I’ve previously written about our low-cost VR environments based on 3D TVs and optical tracking. While “low-cost” compared to something like a CAVE, they are still not exactly cheap (around $7000 all told), and not exactly easy to install.
What I haven’t mentioned before is that we have an even lower-cost, and, more importantly, easier to install, alternative using just a 3D TV and a Razer Hydra gaming input device. These environments are not holographic because they don’t have head tracking, but they are still very usable for a large variety of 3D applications. We have several of these systems in production use, and demonstrated them to the public twice, in our booth at the 2011 and 2012 AGU fall meetings. What we found there is that the environments are very easy to use; random visitors walking into our booth and picking up the controllers were able to control fairly complex software in a matter of minutes.
A user controlling a low-cost 3D display (running the Nanotech Construction Kit) with a Razer Hydra 6-DOF tracked input device.
Unlike the Wiimote or the Playstation Move, the Razer Hydra uses electromagnetic tracking. Via a collection of magnetic coils, three in the base station and three in each handheld device, it can calculate the position and orientation of each device relatively to the base station. This is one of the oldest tracking technologies around — all original CAVEs and similar environments used magnetic tracking, either the Polhemus Fastrak or Ascension Flock of Birds devices — but it is the first time that this technology has been implemented on a gaming budget (around $150).
The common problem with magnetic tracking is field distortion. Any metal in the vicinity will distort the magnetic field, and cause offsets between a device’s actual and measured positions. These offsets vary — sometimes tremendously — throughout the tracking space, and also over time, for example if users have keys in their pockets. In high-end installations, it is possible to calibrate for the presence of metal by measuring the tracking field at a large number of 3D positions, and calculating position-dependent correction factors, but this cannot be expected from a typical end user who bought a device and just wants to use it.
A way around the distortion issue is to relax the usual requirement that the physical and virtual positions of a tracked device exactly coincide. The difference is very similar to that between a mouse and a touchscreen: when a user wants to press a GUI button using a touchscreen, she simply has to reach out, and place her finger on the button. Using a mouse instead, she has to grab the mouse (which is on the desktop, and not on the monitor, therefore quite a bit away and moving in a different plane), move the physical mouse until the mouse’s virtual representation, i.e., the mouse cursor, lands on the button, and then press a mouse button. We all have done that so much that it has become second nature, but looking at if from the outside, it is a fundamental difference. The same is true with absolutely tracked devices and relatively tracked devices such as the Razer Hydra: instead of touching a virtual object with the physical device itself, the user has to move her hands around until the virtual representation, say a cone, touches the virtual object.

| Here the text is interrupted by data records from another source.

PR #1516, opened 2025-08-05
Generate a seamless conversion from Address to MuxedAddress arguments in clients

dmkozh:
### What

Generate a seamless conversion from Address to MuxedAddress arguments in clients.

Also switch the token interface to use MuxedAddress, as this shouldn't be a breaking change anymore.

### Why

Besides removing the friction from the token interface users, this change corresponds to the protocol semantics of MuxedAddress - any contract that accepts MuxedAddress is going to be interoperable with the contracts that expect that it accepts just Address.

### Known limitations

N/A

### DIFF
--- a/soroban-sdk-macros/src/derive_client.rs
+++ b/soroban-sdk-macros/src/derive_client.rs
@@ -1,8 +1,35 @@
 use proc_macro2::TokenStream;
 use quote::{format_ident, quote};
-use syn::{Error, FnArg, LitStr, Path, Type, TypePath, TypeReference};
+use syn::{Error, FnArg, LitStr, PatType, Path, Type, TypePath, TypeReference};
 
 use crate::{attribute::pass_through_attr_to_gen_code, symbol, syn_ext};
+
+fn is_muxed_address_type(arg: &FnArg) -> bool {
+    if let FnArg::Typed(pat_type) = arg {
+        if let Type::Path(TypePath { path, .. }) = &*pat_type.ty {
+            let path_str = quote::quote!(#path).to_string();
+            // Check for some common ways to refer to MuxedAddress. The direct
+            // check has a mild risk of a name collision, but the consequences
+            // should be insignificant.
+            return path_str == "MuxedAddress"
+                || path_str == "soroban_sdk :: MuxedAddress"
+                || path_str == ":: soroban_sdk :: MuxedAddress";
+        }
+    }
+    false
+}
+
+fn convert_to_into_muxed_address(arg: &FnArg) -> FnArg {
+    if let FnArg::Typed(pat_type) = arg {
+        return FnArg::Typed(PatType {
+            attrs: pat_type.attrs.clone(),
+            pat: pat_type.pat.clone(),
+            colon_token: pat_type.colon_token,
+            ty: Box::new(syn::parse_quote! { impl Into<MuxedAddress> }),
+        });
+    }
+    arg.clone()
+}
 
 pub fn derive_client_type(crate_path: &Path, ty: &str, name: &str) -> TokenStream {
     let ty_str = quote!(#ty).to_string();
@@ -180,7 +207,7 @@ pub fn derive_client_impl(crate_path: &Path, name: &str, fns: &[syn_ext::Fn]) ->
             });
 
             // Map all remaining inputs.
-            let (fn_input_names, fn_input_types): (Vec<_>, Vec<_>) = f
+            let mapped_inputs: Vec<_> = f
                 .inputs
                 .iter()
                 .skip(if env_input.is_some() { 1 } else { 0 })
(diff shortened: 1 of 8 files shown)


soroban-sdk-macros/src/derive_client.rs
```diff
@@ -192,9 +219,34 @@ pub fn derive_client_impl(crate_path: &Path, name: &str, fns: &[syn_ext::Fn]) ->
...
+            let fn_input_conversions: Vec<_> = mapped_inputs
+                .iter()
+                .map(|(ident, _, is_muxed_address)| {
+                    if *is_muxed_address {
+                        quote! { #ident.into().into_val(&self.env) }
+                    } else {
+                        quote! { #ident.into_val(&self.env) }
+                    }
                 })
-                .unzip();
```
leighmcculloch, line 197: Fyi you can retain the unzip pattern by importing the `itertools::MultiUnzip` which adds support for unzip doing more than two. We use it in other files in the macros crate, just not here because the stdlib unzip supports two and this code only needed to until now.

soroban-sdk-macros/src/derive_client.rs
```diff
@@ -1,9 +1,36 @@
...
+    if let FnArg::Typed(pat_type) = arg {
+        return FnArg::Typed(PatType {
+            attrs: pat_type.attrs.clone(),
+            pat: pat_type.pat.clone(),
+            colon_token: pat_type.colon_token,
+            ty: Box::new(syn::parse_quote! { impl Into<MuxedAddress> }),
+        });
+    }
+    arg.clone()
+}
```
leighmcculloch: Could `convert_to_into_muxed_address ` be moved into the `syn_ext` module, alongside the `fn_arg_make_ref`, and made into a function for converting a type into a `fn_arg_make_into`? Ideally it does so by reusing the existing `ty` field and just wrapping the `ty` inside the into, e.g.:
```rust
syn::parse_quote! { impl Into<#ty> }
```

The `MuxedAddress` might not be imported into the current module, but this function assumes it does not need to be fully qualified. Rather than having to figure that out, we can pass through the `ty`, however it is written.

soroban-sdk-macros/src/derive_client.rs
```diff
@@ -1,9 +1,36 @@
 use proc_macro2::TokenStream;
 use quote::{format_ident, quote};
-use syn::{Error, FnArg, LitStr, Path, Type, TypePath, TypeReference};
+use syn::{Error, FnArg, LitStr, PatType, Path, Type, TypePath, TypeReference};
 
 use crate::{attribute::pass_through_attr_to_gen_code, symbol, syn_ext};
 
+fn is_muxed_address_type(arg: &FnArg) -> bool {
```
leighmcculloch, line 11: I think we should use the `map_type` function that's available in this crate. It'll tell you if a type matches as a MuxedAddress, and then we've only got one set of matching logic that we don't have to keep in sync or debug subtle differences. Both functions appear to have used different approaches that have some subtle differences.

leighmcculloch (commented):
Couple asks inline, this looks good though. Thanks for adding tests for all the generated functions 👏🏻.

soroban-sdk/src/token.rs
```diff
@@ -139,9 +139,17 @@ pub trait TokenInterface {
...
+    /// Emits an event with topics
+    /// `["transfer", from: Address, to: Address]
+    /// If `to` is not a muxed address (i.e. has no muxed_id set), then data
+    /// will  have the following format (the `Transfer` event defined below):
+    /// `data = amount: i128`
+    ///
+    /// If `to` is a muxed address (i.e. has a muxed_id set), then data will
+    /// have be emitted as map with Symbol keys in the following format (the
+    /// `TransferMuxed` event defined below):
+    /// `data = { "amount": i128, "to_muxed_id": u64 }`
```
leighmcculloch: Fyi I've opened a couple issues to improve how we communicate about the shape of the published events:
- #1519 
- #1520

soroban-sdk-macros/src/derive_client.rs
dmkozh: Done.

soroban-sdk-macros/src/derive_client.rs
dmkozh: Done.

soroban-sdk-macros/src/derive_client.rs
dmkozh: Done.

soroban-sdk/src/token.rs
dmkozh: Yeah, we can update this then.

leighmcculloch (approved):
This is great.

This is the first time we're using this pattern, so I'd like to cut an rc after this merges and flag it to folks building tokens in hope we can get some early experimentation with it to identify any issues.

While training can alleviate almost all of it, there is a noticeable difference in usability between these two approaches. But since it does work very well after training, and the device is really cheap, there is no complaining about it.
With that in mind, the setup of such a system is very simple. Put a 3D TV onto a desk, place the Razer Hydra’s base station a few inches in front of the monitor, and connect it to the computer. Then, if the VR software has been pre-configured to use a Razer Hydra device, simply start using it. More advanced users might want to fine-tune their setup, particularly the offset between the handles’ physical and virtual positions to better suit their work habits, but those steps are optional.
In our software, a few default tools are bound to the device on application start-up. One button on each handle is used to pick up and move world space, in position and orientation. If both buttons are pressed together, users can scale world space by pulling their hands apart or pushing them together. One more button on each handle is used to bring up an application’s main menu, and interact with GUI elements already on the screen. All other buttons can dynamically be assigned for arbitrary application functionality, such as grabbing and moving atoms in the Nanotech Construction Kit, as shown in this video:
The total cost for such an environment is for the computer running it, i.e., around $1000 dollars for a very powerful one, for the 3D TV, as low as around $1000 for smaller ones depending on deals, or around $1700 for a 65″ one, and $150 for the Razer Hydra itself. This is a pretty good starter environment for serious use. And, even better, there is a smooth upgrade path to a holographic low-cost 3D display, by adding and calibrating an optical tracking system.